# C.o.d 4



## Rsskwil (Mar 18, 2009)

is there any 1 up 4 cod4 2night on 360 ?? if so my user name is russkwil:thumb::thumb::thumb::thumb::car:


----------



## Lloyd71 (Aug 21, 2008)

I'm on tonight with a friend of mine who is amazing at the game, want me to invite you?


----------



## Rsskwil (Mar 18, 2009)

yea why not u best tell him im pants lol


----------



## Deano (Jul 7, 2006)

typical. no one on for ages, my xbox blows up and there's games left right and centre. lol.


----------



## Lloyd71 (Aug 21, 2008)

30-4! Get In! 

Had some awesome games tonight with Russ, so cheers for them! Continued playing with another friend after you had left and played as a sniper on Pipeline, got 14-1  The best bit was leaping off the roof while aiming at someone and no scoping him on the way down :lol:


----------



## Rsskwil (Mar 18, 2009)

nice 1 mate


----------



## bmw320i (Aug 30, 2007)

mine is:

rtwelvegauge666


I'm still ropey on cod4 so bear with me!!


----------



## Lloyd71 (Aug 21, 2008)

Anyone going to be online tonight?


----------



## Mr Face Jr (Feb 20, 2009)

Nice 1! 14-1 is pretty good! I got 18-1 wid mp5 silenced on overgrown lol!


----------



## Rsskwil (Mar 18, 2009)

bugger i go 2 pub 4 a few n every1 is playin cod4


----------



## Davemm (Mar 9, 2009)

went 67- 8 last night on backlot

and my best kill streak is 35 on shipment.

oh the hours spent on that game.


----------



## Phil_b88 (May 18, 2008)

alot of my mates are going back to cod4 online so my bro is swapping our cod5 for cod4 should be fun using modern guns again!


----------



## missfcuk (Apr 13, 2007)

Anyone have the new map pack :thumb:


----------



## Rsskwil (Mar 18, 2009)

hi guys 
how do u get that map pack???
dose any 1 fancy a big DW party game??? if so put down wen u all r free n n lets sort it out

by the way im pants but it fun lol

Russ


----------



## bmw320i (Aug 30, 2007)

Rsskwil said:


> hi guys
> how do u get that map pack???
> dose any 1 fancy a big DW party game??? if so put down wen u all r free n n lets sort it out
> 
> ...


I'm up for that - free most evenings 7:30pm - 9:30pm............


----------



## Rsskwil (Mar 18, 2009)

can we get 10 or so players 2nite 4 a game of search n destroy around 7 or half past 7 4 a few hours????


----------



## Phil1984 (Oct 15, 2008)

Alright Chaps

Am game for a thrash of the 360!! Am pants aswell though!!!

:thumb:


----------



## Rsskwil (Mar 18, 2009)

ok thats 2 of us lol 
my user name is russkwil ad me


----------



## Lloyd71 (Aug 21, 2008)

Rsskwil said:


> can we get 10 or so players 2nite 4 a game of search n destroy around 7 or half past 7 4 a few hours????


I'm going to see Fast and Furious at half 7 but I'll be on after that's finished if you'll still be online?
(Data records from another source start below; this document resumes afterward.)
PR #213, opened 2018-05-23
Introduce context for decoding

lamphamsy:
1. Decoding context
A context contains polynomials that are computed once, for a given set of indices of received fragments `fragments_ids = {x_1, x_2, .., x_k}`.
These polynomials will be served to decode original data given `k` received fragments.

Following polynomials are initialized by Context and does not change during the decoding:
- A := (x - x_1)(x - x_2)..(x-x_k)
- inv_A_i := 1 / (x_i * A_i(x_i))

Following polynomials are allocated by Context and will be used to docomputations during the decoding:
- N_p stores sum_i{n_i * x^z_i}
- N_p_ifft stores output of FFT(N_p)
- S stores decoded symbols

2. Refactor decoding into two steps
- Initialize context for given received fragments index
- Perform decoding using the computed context on received fragments


src/fec_base.h
```diff
@@ -165,10 +148,10 @@ class FecCode {
      *  if NON_SYSTEMATIC get_n_outputs()
      */
     virtual void decode(
+        ContextDec<T>* context,
```
vrancurel: Would prefer naming that DecodeContext

lamphamsy: It's renamed to DecodeContext :)

src/fec_base.h
```diff
@@ -222,31 +228,19 @@ class FecCode {
...
         const std::vector<Properties>& props,
         off_t offset,
-        vec::Vector<T>* fragments_ids,
-        vec::Vector<T>* words,
-        vec::Vector<T>* vx,
-        int vx_zero);
+        vec::Vector<T>* words);
 
-    virtual void decode_vec_lagrange(
+    virtual void decode_apply(
```
slaperche-scality: Can the `context` and `words` be null? If no, use a reference.

src/fec_base.h
```diff
@@ -576,52 +582,40 @@ bool FecCode<T>::decode_bufs(
     }
 
     vec::Vector<T> words(gf, n_words);
-    vec::Vector<T> fragments_ids(gf, n_words);
     vec::Vector<T> output(gf, n_data);
 
+    DecodeContext<T>* context = init_context_dec(&fragments_ids);
```
slaperche-scality: Should be a `unique_ptr`, then you don't need to delete l.637.

In fact, your code will leak memory if an exception is raised anywhere between here and your delete so you should really use an unique_ptr here, to have a memory handling that is exception-safe

src/fec_base.h
```diff
@@ -639,60 +633,137 @@ bool FecCode<T>::decode_bufs(
...
 }
 
 /**
  * Perform a Lagrange interpolation to find the coefficients of the
- * polynomial
+ * polynomial. The algorithm is mainly extracted from the paper \cite fnt-rs.
  *
  * @note If all fragments are available ifft(words) is enough
  *
+ * We have to find the first \f$k\f$ coefficients the numerator of the following
```
slaperche-scality: +1 for the doc :slightly_smiling_face:

src/fec_base.h
```diff
@@ -639,60 +633,137 @@ bool FecCode<T>::decode_bufs(
...
-    decode_vec_lagrange(
-        output, props, offset, fragments_ids, words, &vx, vx_zero);
+    decode_apply(context, output, words);
 }
 
-/* Prepare for decoding
+template <typename T>
+DecodeContext<T>* FecCode<T>::init_context_dec(vec::Vector<T>* fragments_ids)
+{
+    DecodeContext<T>* context =
```
slaperche-scality: You probably want a unique_ptr here

src/fec_base.h
```diff
@@ -147,10 +148,10 @@ class FecCode {
      *  if NON_SYSTEMATIC get_n_outputs()
      */
     virtual void decode(
+        DecodeContext<T>* context,
```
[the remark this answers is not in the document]
lamphamsy: yes, it's a nullptr in fec_rs_gf2n

src/fec_context.h
```diff
@@ -0,0 +1,262 @@
...
+        if (poly2_n)
+            delete poly2_n;
+    }
+
+    unsigned get_len_2k()
+    {
+        return len_2k;
+    }
+
+    vec::Poly<T>* get_A()
```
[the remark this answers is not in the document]
lamphamsy: only A_fft_2k and inv_A_i are not modified. Others will be modified during decoding

src/fec_context.h
```diff
@@ -0,0 +1,262 @@
...
+        // vector x=(x_0, x_1, ..., x_k-1)
+        for (int i = 0; i < k; ++i) {
+            if (betas->get(fragments_ids->get(i)) == 0) {
+                vx_zero = i;
+                break;
+            }
+        }
+    }
+
+    void dump()
```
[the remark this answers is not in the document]
lamphamsy: :)

src/gf_nf4.h
```diff
@@ -54,6 +54,7 @@ class NF4 : public gf::Field<T> {
     ~NF4();
     T card(void);
     T card_minus_one(void);
+    T get_inv_n_mod_p(int n);
```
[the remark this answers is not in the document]
lamphamsy: it's done. Other classes are updated also w/ `override`

src/gf_bin_ext.h
```diff
@@ -84,6 +84,9 @@ class BinExtension : public gf::Field<T> {
     void init_mask(void);
     void setup_tables(void);
     void setup_split_tables(void);
+    void hadamard_mul(int n, T* x, T* y);
+    void hadamard_mul_doubled(int n, T* x, T* y);
```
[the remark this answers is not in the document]
lamphamsy: I'd like to define GF's functions that perform directly operations on memory. Our defined classes, e.g. vec::Vector, vec::Doubled will use suitable GF's functions for their operations.
I keep `hadamard_mul_doubled`. And I rename `add(int n, T* x, T* y)` to `add_doubled(int n, T* x, T* y)` as you mentioned in an other comment.

src/gf_bin_ext.h
```diff
@@ -532,6 +535,48 @@ T BinExtension<T>::_inv_ext_gcd(T x)
...
+    }
+
+    // multiply y to the second half of `x`
+    for (int i = 0; i < half; i++) {
+        x_next[i] = mul(x_next[i], y[i]);
+    }
+}
+
+template <typename T>
+void BinExtension<T>::add(int n, T* x, T* y)
```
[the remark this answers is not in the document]
lamphamsy: it's done

src/fec_context.h
```diff
@@ -0,0 +1,262 @@
...
+#include <sys/time.h>
+
+#include "fft_base.h"
+#include "gf_base.h"
+#include "vec_poly.h"
+#include "vec_zero_ext.h"
+
+namespace nttec {
+
+/** Forward Error Correction code implementations. */
```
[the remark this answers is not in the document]
lamphamsy: it's done

src/fec_context.h
```diff
@@ -0,0 +1,262 @@
...
+    {
+        return poly2_2k;
+    }
+
+    vec::Poly<T>* get_S()
+    {
+        return S;
+    }
+
+    vec::Vector<T>* get_frag_ids()
```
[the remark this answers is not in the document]
lamphamsy: it's done

src/fec_context.h
```diff
@@ -0,0 +1,262 @@
...
+    {
+        return fragments_ids;
+    }
+
+    void set_frag_ids(vec::Vector<T>* fragments_ids)
+    {
+        this->fragments_ids = fragments_ids;
+    }
+
+    int get_vx_zero()
```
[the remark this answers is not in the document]
lamphamsy: it's done

src/fec_base.h
```diff
@@ -175,6 +176,8 @@ class FecCode {
         const std::vector<Properties>& input_parities_props,
         std::vector<std::ostream*> output_data_bufs);
 
+    virtual DecodeContext<T>* init_context_dec(vec::Vector<T>* fragments_ids);
```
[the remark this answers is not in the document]
lamphamsy: uhm, it should be public for our test: fec_utest uses this function to create context.

src/fec_base.h
lamphamsy: yes, it's done

src/fec_base.h
lamphamsy: :)

src/fec_base.h
lamphamsy: it's done

lamphamsy:
@slaperche-scality : the code is updated. Thanks for your reviews :)

src/vec_vector.h
```diff
@@ -369,6 +370,13 @@ bool Vector<T>::eq(Vector<T>* v)
     return true;
 }
 
+template <typename T>
+void Vector<T>::neg()
+{
+    for (int i = 0; i < this->n; i++)
```
slaperche-scality: You could use the new loop syntax:

```C++
for(auto &m : mem) {
    m = rn->neg(m);
}
```

src/vec_poly.h
```diff
@@ -145,6 +147,18 @@ void Poly<T>::derivative()
     degree--;
 }
 
+/** Derivative particularly for NF4 */
+template <typename T>
+void Poly<T>::derivative_nf4()
+{
+    for (int deg = 1; deg <= degree; ++deg) {
+        T _deg = field->replicate(deg % field_characteristic);
```
slaperche-scality: can be const

src/fec_context.h
```diff
@@ -40,13 +40,27 @@
...
+#include "gf_nf4.h"
 #include "vec_poly.h"
 #include "vec_zero_ext.h"
 
 namespace nttec {
 
 namespace fec {
 
+/* List of vectors handled by context */
+enum vector_type {
```
slaperche-scality: use `enum class`: they are strongly typed and the enumerators are scoped (unlike C-like enum).
Since they are scope, you could write:

```C++
enum class CtxVec {
    A = 0,
    A_FFT_2K,
    INV_A_I,
    S,
    N1,
    N2,
    2K_1,
    2K_2
};
```
And then use it as `CtxVec::A`, `CtxVec::2K_1`, …

Also, do you need `vec_end`? Seems unused to me.

src/fec_context.h
```diff
@@ -70,123 +84,98 @@ class DecodeContext {
...
 
-    void set_frag_ids(vec::Vector<T>* fragments_ids)
-    {
-        this->fragments_ids = fragments_ids;
-    }
-
-    int get_vx_zero()
-    {
-        return vx_zero;
+    vec::Vector<T>* get_vector(unsigned vec_type) const
```
slaperche-scality: If you use `enum class`, you can have `get_vector(CtxVec type)` since enum class are strongly type, the compiler will ensure that the value is not a random integer and thus you won't need a `default` case in your switch.

Since you no longer need to return `nullptr`, you can return a reference instead of a pointer (which is a good idea anyway: once an object is managed by a unique_ptr, you want avoid giving access to the raw pointer (because the user can then free the data, bypassing the unique_ptr safety) and prefer to use reference.

i.e, this could be written:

I'm trying to level up the AK47 again and loving it!



Mr Face Jr said:


> Nice 1! 14-1 is pretty good! I got 18-1 wid mp5 silenced on overgrown lol!
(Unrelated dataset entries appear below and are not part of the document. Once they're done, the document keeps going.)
PR #217, opened 2018-06-22
FFT::Radix2 uses bit-reversed permutation algorithm

lamphamsy:
Implement FFT Radix2 using bit-reversal permutation algorithm.

1. Decimation-in-time FFT
- Output is initialized as the input in the bit-reversal ordering
- Cooley-Tukey butterfly is performed on the output

It leads to an O(N*logN) complexity.

Note, we consider particular cases where the input is padded by zeros that always happens in erasure encoding process. Normally, FFT process starts performing butterfly operations on groups of size 2, then 4, 8 etc. Thanks to zero padding, we can start from a group size where there is at most a non-zero element of input in the group, all other elements of the group are zero. Indeed, after performing butterfly operation on the group, all elements equal to the non-zero one.

Given FFT length N, number of data length K, the output is initialized in the following clever way:
- Each group contains N/K elements
- Perform on groups containing a non-zero element of input: copy input's element at the bit-reversed index to all elements of the correspondent group of output
- For other groups, initialize them normally

It leads to an O(N*logK) complexity

2. Decimation-in-frequency FFT or inverse FFT
- Gentleman-Sande butterfly is performed on the input
- Output is copied from input at bit-reversed indices

It leads to an O(N*logN) complexity.

### DIFF
--- a/src/fft_2n.h
+++ b/src/fft_2n.h
@@ -169,33 +169,36 @@ void Radix2<T>::_init_bitrev()
 template <typename T>
 void Radix2<T>::fft(vec::Vector<T>& output, vec::Vector<T>& input)
 {
-    unsigned len = this->n;
+    const unsigned len = this->n;
+    const unsigned input_len = input.get_n();
+    // to support FFT on input vectors of length greater than from `data_len`
+    const unsigned group_len =
+        (input_len > data_len) ? len / input_len : len / data_len;
 
-    unsigned group_len = len / data_len;
-    unsigned idx = 0;
-    for (unsigned group = 0; group < data_len; ++group) {
+    for (unsigned idx = 0; idx < input_len; ++idx) {
         // set output  = scramble(input), i.e. bit reversal ordering
-        T a = input.get(rev[idx]);
-        output.set(idx, a);
-        unsigned end = idx + group_len;
-        for (unsigned i = idx + 1; i < end; ++i) {
+        const T a = input.get(idx);
+        const unsigned end = rev[idx] + group_len;
+        for (unsigned i = rev[idx]; i < end; ++i) {
             output.set(i, a);
         }
-        idx += group_len;
     }
-    // set output  = scramble(input), i.e. bit reversal ordering
-    for (; idx < len; idx++) {
-        output.set(idx, input.get(rev[idx]));
+    for (unsigned idx = input_len; idx < data_len; ++idx) {
+        // set output  = scramble(input), i.e. bit reversal ordering
+        const unsigned end = rev[idx] + group_len;
+        for (unsigned i = rev[idx]; i < end; ++i) {
+            output.set(i, 0);
+        }
     }
     // perform butterfly operations
     for (unsigned m = group_len; m < len; m *= 2) {
-        unsigned doubled_m = 2 * m;
-        unsigned ratio = len / doubled_m;
+        const unsigned doubled_m = 2 * m;
+        const unsigned ratio = len / doubled_m;
         for (unsigned j = 0; j < m; ++j) {
-            T r = W->get(j * ratio);
+            const T r = W->get(j * ratio);
             for (unsigned i = j; i < len; i += doubled_m) {
-                T a = output.get(i);
-                T b = this->gf->mul(r, output.get(i + m));
+                const T a = output.get(i);
+                const T b = this->gf->mul(r, output.get(i + m));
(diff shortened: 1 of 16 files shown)


src/gf_ring.h
```diff
@@ -459,6 +461,61 @@ inline void RingModN<T>::sub_vecp_to_vecp(
...
+ * \f{eqnarray*}{
+ *  P_i &= P_i + c \times Q_i \\
+ *  Q_i &= P_i - c \times Q_i \\
+ * \f}
+ *
+ * @param coef - coefficient, a finite field element
+ * @param buf1 - a buffer of `len` elements
+ * @param buf2 - a buffer of `len` elements
+ * @param len - number of elements per buffer
+ * @return
```
slaperche-scality: if it returns nothing, then remove the `@return`

src/gf_ring.h
```diff
@@ -459,6 +461,61 @@ inline void RingModN<T>::sub_vecp_to_vecp(
     }
 }
 
+/** Butterfly computation for Cooley-Tukey FFT algorithm
+ *
+ * Perform in-place oprations on two buffers `P`, `Q` with a coefficient `c`
+ * \f{eqnarray*}{
```
slaperche-scality: I didn't check the DOxygen output, but don't we need to skip a line before the `\f{eqnarray*}{`?

src/gf_ring.h
```diff
@@ -459,6 +461,61 @@ inline void RingModN<T>::sub_vecp_to_vecp(
...
+ *  P_i &= P_i + Q_i \\
+ *  Q_i &= c \times (P_i - Q_i)
+ * \f}
+ *
+ * @param coef - coefficient, a finite field element
+ * @param buf1 - a buffer of `len` elements
+ * @param buf2 - a buffer of `len` elements
+ * @param len - number of elements per buffer
+ * @return
```
slaperche-scality: ditto

src/gf_ring.h
```diff
@@ -459,6 +461,61 @@ inline void RingModN<T>::sub_vecp_to_vecp(
...
+        T b = mul(coef, buf2[i]);
+        buf1[i] = add(a, b);
+        buf2[i] = sub(a, b);
+    }
+}
+
+/** Butterfly computation for Gentleman-Sande FFT algorithm
+ *
+ * Perform in-place oprations on two buffers `P`, `Q` with a coefficient `c`
+ * \f{eqnarray*}{
```
slaperche-scality: ditto

src/gf_ring.cpp
```diff
@@ -58,6 +58,108 @@ void RingModN<uint32_t>::mul_coef_to_buf(
...
+        for (size_t i = vec_len * ratio; i < len; ++i) {
+            uint16_t a = buf1[i];
+            uint16_t b = mul(coef, buf2[i]);
+            buf1[i] = add(a, b);
+            buf2[i] = sub(a, b);
+        }
+    }
+}
+
+template <>
```
slaperche-scality: This is a copy paste of the 16-bit version…

I wonder if we could factorize this kind of code using a type trait (`is_vectorizable`) + `std::enable_if`

src/gf_ring.cpp
```diff
@@ -58,6 +58,108 @@ void RingModN<uint32_t>::mul_coef_to_buf(
...
+            uint16_t b = buf2[i];
+            uint16_t c = sub(a, b);
+            buf1[i] = add(a, b);
+            buf2[i] = mul(coef, c);
+        }
+    }
+}
+
+template <>
+void RingModN<uint32_t>::butterfly_gs(
```
slaperche-scality: ditto

src/gf_ring.cpp
slaperche-scality: I'll handle it in #222

src/fft_2n.h
```diff
@@ -39,44 +40,43 @@
 #include "vec_vector.h"
 #include "vec_zero_ext.h"
 
+/** Compute bit-reversed number for a given number
```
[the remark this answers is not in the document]
lamphamsy: we do agree that this change is not necessary as the gain is not significant and this computation is performed once

lamphamsy:
@slaperche-scality : thanks for your review. It's ready for next one :)

lamphamsy:

lamphamsy:
Oh, my bad. I forgot to change the base branch.

PR #218, opened 2018-06-22
FEC FNT: enhance encoding

lamphamsy:
For FEC over a prime field, the last step of the encoding process is to scan all symbols that are out of range of variable used for output. For example with FEC FNT(65537) with word_size = 2, i.e. variables are of uint16_t type, we scan symbols equal to (q-1) =2^16 that cannot be stored in uint16_t variable in output.

The step is refactored. If SIMD is enabled, it's accelerated using vector operations. Implementations are in the fec_vectorisation.cpp file.


lamphamsy:

PR #219, opened 2018-06-22
Simplify key/value property

lamphamsy:
A property carries extra-information (whose interpretation is left to the reader) related to a specific value (identified by its location).

It wraps a map whose each element is a key/value where
- key indicates the location of symbol whose value should be adjusted
- value is the value that could be used to adjust the symbol value

For prime fields, value is always 1.
For NF4, value is an uint32_t integer.

### DIFF
--- a/src/fec_base.h
+++ b/src/fec_base.h
@@ -787,14 +787,14 @@ void FecCode<T>::decode_prepare(
     const vec::Vector<T>& fragments_ids = context.get_fragments_id();
     for (unsigned i = 0; i < this->n_data; ++i) {
         const int j = fragments_ids.get(i);
-        auto data = props[j].get(ValueLocation(offset, j));
+        auto data = props[j].get(offset);
 
-        // Check if the symbol is a special case whick is marked by "@".
+        // Check if the symbol is a special case whick is marked by 1, i.e. true
         // Note: this check is necessary when word_size is not large enough to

Silence is the best tactic on Overgrown, I've taken out entire teams with no problems using that setup before. The best kill I ever had on it was when I snuck up on a sniper waiting on the wooden bridge, stabbed him in the back and then just legged it back into the shrubbery. :lol: I also find my silenced setup good on Downpour, especially when last week an entire team was camping in the barn at the bottom spawn. I entered the barn by the rear entrance up the steps, stabbed 2 guys in the back before the rest of the team realised and then took down another 3 before they got me. They must have been gutted!

My setups;

*General Use*
M4 Carbine & Red Dot Sight
Desert Eagle
Stun Grenade
Special Grenade x3
Stopping Power
Martyrdom

*Sniper*
M40A3
Desert Eagle
Smoke Grenade
Claymore x2
Stopping Power
Deep Impact

*Silent*
M4 & Silencer
Pistol & Silencer
Stun Grenade
Frag x3
UAV Jammer
Extreme Conditioning

*P90*
P90 & RDS
Desert Eagle
Stun Grenade
Frag x3
Stopping Power
Steady Aim

*AK47*
AK47 & RDS
Desert Eagle
Stun Grenade
Frag x3
Stopping Power
Extreme Conditioning


----------



## Rsskwil (Mar 18, 2009)

Lloyd71 said:


> I'm going to see Fast and Furious at half 7 but I'll be on after that's finished if you'll still be online? I'm trying to level up the AK47 again and loving it!


theres a good copy sum1 i kno got of the net of that film


----------



## bmw320i (Aug 30, 2007)

So, anyone up for a match some evening??


----------



## Davemm (Mar 9, 2009)

im up for a game

davem1986


----------



## Rsskwil (Mar 18, 2009)

well here is my user name russkwil 
rite Thursday nite if u fancy it put a time down n we will c how many can play at that time

Russ


----------



## iceman98 (Mar 8, 2008)

up for a game but only got cod 5, completed 4 and spur of the moment sold it to a mate  i miss it, but if anyone is up for 5 ill be on aztec1986


----------



## carsey (Jun 27, 2008)

Love cod4

*chrisc90* if anyone fancies a game sometime.


----------



## Lloyd71 (Aug 21, 2008)

Been playing this a lot recently since my mate has just started playing it, so if anyone wants a game then let me know. My gamertag is Moglet.


----------



## withoutabix (May 28, 2008)

im up for that llyod what time you on?

gamertag is fishtank69


----------



## Lloyd71 (Aug 21, 2008)

withoutabix said:


> im up for that llyod what time you on?
> 
> gamertag is fishtank69


Probably in a minute, not sure what time my mate is coming online but I'll get online to get into the swing of things soon anyway.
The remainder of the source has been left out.